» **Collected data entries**
PR #1186, opened 2025-04-14
Small refactoring

roypaulin:
- some refactoring in vc.go
- Add sandbox upgrade/shutdown at the beginning of the reconcile loop. This will allow sandboxes to be stuck when the is an error in the reconcile loop, this will make sandbox controller more reactive
- some logs to make debugging easier 
- fix draining


pkg/controllers/vdb/drainnode_reconciler.go
```diff
@@ -91,12 +92,15 @@ func (s *DrainNodeReconciler) Reconcile(ctx context.Context, _ *ctrl.Request) (c
 	elapsed := time.Since(drainStartTime)
 	timeout := time.Duration(timeoutInt) * time.Second
 	// If timeout has expired, we move on to the next reconciler (DBRemoveNodeReconciler|DBRemoveSubclusterReconciler)
+	s.VRec.Log.Info("Draining in progress", "start", drainStartTime, "elapsed", elapsed, "timeout", timeout)
 	if elapsed >= timeout {
 		s.VRec.Log.Info("Draining timeout has expired")
+		s.killConnectionsToPendingDeletePods(ctx, pfs)
```
roypaulin, line 98: I added killing connections back. Because in remove_node/subcluster reconcilers, there is a very small window where if vdb has changed since the last collection, we will requeue and go through draining again. But killing sessions is just best-effort, even if it fails, we still proceed with remove_node/subcluster as they will kill the sessions anyway

pkg/controllers/vdb/drainnode_reconciler.go
```diff
@@ -163,3 +166,62 @@ func (s *DrainNodeReconciler) setDrainStartAnnotation(ctx context.Context) error
...
+}
+
+// calculateRequeueDelay calculates how long we wait between consecutive requeues
+func calculateRequeueDelay(elapsed, timeout time.Duration) time.Duration {
+	remaining := timeout - elapsed
+
+	if remaining <= 0 {
+		return 0
+	}
+	if remaining > 10*time.Second {
```
cchen-vertica, line 222: #1193 limits the requeue time to 1 second. This behavior probably cannot work.

pkg/controllers/vdb/sandboxshutdown_reconciler.go
```diff
@@ -67,8 +69,13 @@ func (s *SandboxShutdownReconciler) reconcileSandboxShutdown(ctx context.Context
 	sbName := sb.Name
 	sbStatus := s.Vdb.GetSandboxStatus(sbName)
 	if sbStatus == nil {
-		s.Log.Info("Requeue because the sandbox does not exist yet", "sandbox", sbName)
-		return ctrl.Result{Requeue: true}, nil
+		if s.Requeue {
+			s.Log.Info("Requeue because the sandbox does not exist yet", "sandbox", sbName)
+		} else {
+			s.Log.Info("sandbox does not exist in the database yet", "sandbox", sbName)
```
cchen-vertica, line 75: Why don't we need to requeue when the subcluster is not sandboxed? If a user specify the vdb like:
spec:
   sandbox:
       name: sand1
       shutdown: true
and the sand1 isn't sandboxed yet, will webhook prevent it? If not, we probably won't stop it.

cchen-vertica (approved):

PR #1187, opened 2025-04-14
test leg 3 cert

LiboYu2:


.github/workflows/e2e.yml
```diff
@@ -352,6 +352,28 @@ jobs:
           communal-storage-type: hostpath
           e2e-retry-times: ${{ inputs.e2e_retry_times || 2 }}
 
+  e2e-leg-3-vcluster-cert:
+    if: ${{ ! github.event.pull_request.head.repo.fork  && (inputs.e2e_test_suites == 'all' || inputs.e2e_test_suites == 'vcluster leg 3 cert' || inputs.e2e_test_suites == '')}}
```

» **What to produce**
Your response should hold the lines from the first line of the entries above through the line with "- Add sandbox", each retyped exactly, and nothing else.

» **Answer to the problem**
PR #1186, opened 2025-04-14
Small refactoring

roypaulin:
- some refactoring in vc.go
- Add sandbox upgrade/shutdown at the beginning of the reconcile loop. This will allow sandboxes to be stuck when the is an error in the reconcile loop, this will make sandbox controller more reactive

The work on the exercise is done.